“I didn’t figure you were the sort of person who would get anal cancer”. A qualitative study of women’s insights into the challenges of a rare cancer.

Background Squamous cell carcinoma of the anus is the most common form of anal cancer, predominantly caused by specific genotypes of human papillomavirus (HPV). HPV is the most common sexually transmitted infection worldwide, yet understanding among the public remains limited. Although anal cancer disproportionately affects women, little is known about their experience. This study explored the effects of anal cancer treatment on women. Methods This qualitative study, guided by hermeneutical inquiry, recruited participants from a large tertiary referral hospital. Eligible individuals were those assigned female at birth who had undergone chemotherapy and radiotherapy with curative intent for anal cancer. Data were collected using semi-structured interviews to gain a deep understanding of women’s experiences. Reflexive thematic analysis was used to analyse the findings. Findings Fifteen women aged between 45 and 72 participated in interviews to share their experiences. Study findings highlighted the complex experiences of women diagnosed with and treated for anal cancer.

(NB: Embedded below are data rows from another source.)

PR #5038, opened 2021-03-12
br handling 

### LINKED ISSUE #4697: Warn about br handling if brotlipy is not installed

Anupam-USP:
Resolves #4697 . 

Sorry, being the new contributor after having some issues i panic and deleted my fork to start afresh. Really sorry for the trouble. Last pr was #5037 .

### DIFF
--- a/scrapy/commands/bench.py
+++ b/scrapy/commands/bench.py
@@ -50,7 +50,7 @@ class _BenchSpider(scrapy.Spider):
 
     def start_requests(self):
         qargs = {'total': self.total, 'show': self.show}
-        url = f'{self.baseurl}?{urlencode(qargs, doseq=1)}'
+        url = f'{self.baseurl}?{urlencode(qargs, doseq=True)}'
         return [scrapy.Request(url, dont_filter=True)]
 
     def parse(self, response):
--- a/tests/spiders.py
+++ b/tests/spiders.py
@@ -45,7 +45,7 @@ class FollowAllSpider(MetaSpider):
         self.urls_visited = []
         self.times = []
         qargs = {'total': total, 'show': show, 'order': order, 'maxlatency': maxlatency}
-        url = self.mockserver.url(f"/follow?{urlencode(qargs, doseq=1)}")
+        url = self.mockserver.url(f"/follow?{urlencode(qargs, doseq=True)}")
         self.start_urls = [url]
 
     def parse(self, response):
@@ -245,7 +245,7 @@ class BrokenStartRequestsSpider(FollowAllSpider):
 
         for s in range(100):
             qargs = {'total': 10, 'seed': s}
-            url = self.mockserver.url(f"/follow?{urlencode(qargs, doseq=1)}")
+            url = self.mockserver.url(f"/follow?{urlencode(qargs, doseq=True)}")
             yield Request(url, meta={'seed': s})
             if self.fail_yielding:
                 2 / 0


Anupam-USP:
Why does these checks  failed when I used simple print? Logging a warning passed all of these

Anupam-USP:
Can you please check why the test failed? I think the first time I used to log warning and this time I simply printed the statement which can be the error

Gallaecio:
The errors seem unrelated to your changes, and caused by internal issues in the GitHub infrastructure. I’ll re-run them, let’s hope the GitHub issues have been fixed.

scrapy/downloadermiddlewares/httpcompression.py
```diff
@@ -10,10 +10,13 @@
 ACCEPTED_ENCODINGS = [b'gzip', b'deflate']
 
 try:
+    flag=0
     import brotli
     ACCEPTED_ENCODINGS.append(b'br')
 except ImportError:
     pass
+else:
+    flag=1
```
Gallaecio, line 19: I don’t think you need a new variable here, you could just use `b'br' in ACCEPTED_ENCODINGS` to the same effect, which would be more readable.

scrapy/downloadermiddlewares/httpcompression.py
```diff
@@ -73,7 +76,10 @@ def _decode(self, body, encoding):
                 # http://www.gzip.org/zlib/zlib_faq.html#faq38
                 body = zlib.decompress(body, -15)
         if encoding == b'br' and b'br' in ACCEPTED_ENCODINGS:
-            body = brotli.decompress(body)
+            if (flag):
```
Gallaecio, line 79: The `b'br' in ACCEPTED_ENCODINGS` in the `if` statement above already implies that `flag` is `0` here. So `flag` is unnecessary here.

scrapy/downloadermiddlewares/httpcompression.py
```diff
@@ -73,7 +76,10 @@ def _decode(self, body, encoding):
...
+                body = brotli.decompress(body)
+            else:
+                print("brotli not installed")
```
ejulio, line 82: It should be a warning here, not a simple `print`.
To some extent, it could even be an error as it will fail when processing the response, as it wasn't decoded properly.

scrapy/downloadermiddlewares/httpcompression.py
```diff
@@ -73,7 +76,10 @@ def _decode(self, body, encoding):
...
         if encoding == b'zstd' and b'zstd' in ACCEPTED_ENCODINGS:
```
ejulio, line 83: You should apply the same condition as above here, as it falls in the same case/issue (not having the dependency)

scrapy/downloadermiddlewares/httpcompression.py
```diff
@@ -10,10 +10,13 @@
 ACCEPTED_ENCODINGS = [b'gzip', b'deflate']
```
ejulio, line 10: You can change this to a `set` as we're performing many `in` (pertinence checks) and this operation is faster on `set` than on a `list`

scrapy/downloadermiddlewares/httpcompression.py
ejulio: I think the condition here needs to be
```
if encoding == b'br':
    if b'br' in ACCEPTED_ENCODINGS:
        body = brotli.decompress(body)
    else:
        # warning or error
```

ejulio: Also, I believe we'll need a test for this, to ensure we get the message when required

scrapy/downloadermiddlewares/httpcompression.py
```diff
@@ -10,10 +10,13 @@
...
 
 try:
+    flag=0
     import brotli
     ACCEPTED_ENCODINGS.append(b'br')
 except ImportError:
     pass
+else:
+    flag=1
```
ejulio, line 20: Just taking the chance here.
You could change `encoding = content_encoding.pop()` to `encoding = content_encoding[0]` in `process_response`, as this removes the header when it arrives in the spider and can make our life a bit hard to detect the issue.

Not sure if it follows here or as a fix at all.
cc @Gallaecio

Gallaecio: I see what you mean, [line 48](https://github.com/scrapy/scrapy/blob/35850f12207991eb815a5d39aaa7a5bc367e7d04/scrapy/downloadermiddlewares/httpcompression.py#L48), and yes, I think you are right.

I would not require this change in this pull request, but if not done here, we should probably open a ticket for it.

Analysis identified three main themes that reflected women’s experience: 1. Delayed recognition of a rare cancer- “It’s not haemorrhoids… you have cancer.” 2. Too ashamed to share- “I literally walked away from my job. I couldn’t bear to tell anyone what cancer I had.” 3. A diagnosis of anal cancer has a ripple effect on all aspects of a woman’s life. Women shared in-depth descriptions of the lasting physical, psychological and social effects that they experienced from symptom onset through to survivorship. A lack of information and the absence of dedicated specialist services were frequently identified as key contributors to women’s experiences. Conclusions This study offers valuable insights into women’s experiences of anal cancer, with stigma and shame commonly identified as barriers to timely diagnosis and comprehensive care. Addressing misconceptions and improving public and professional awareness are essential in reducing disease-associated stigma and facilitating more timely and effective care. The recent introduction of anal cancer screening guidelines for people living with HIV in Australia presents a timely opportunity to enhance care for this underserved patient group.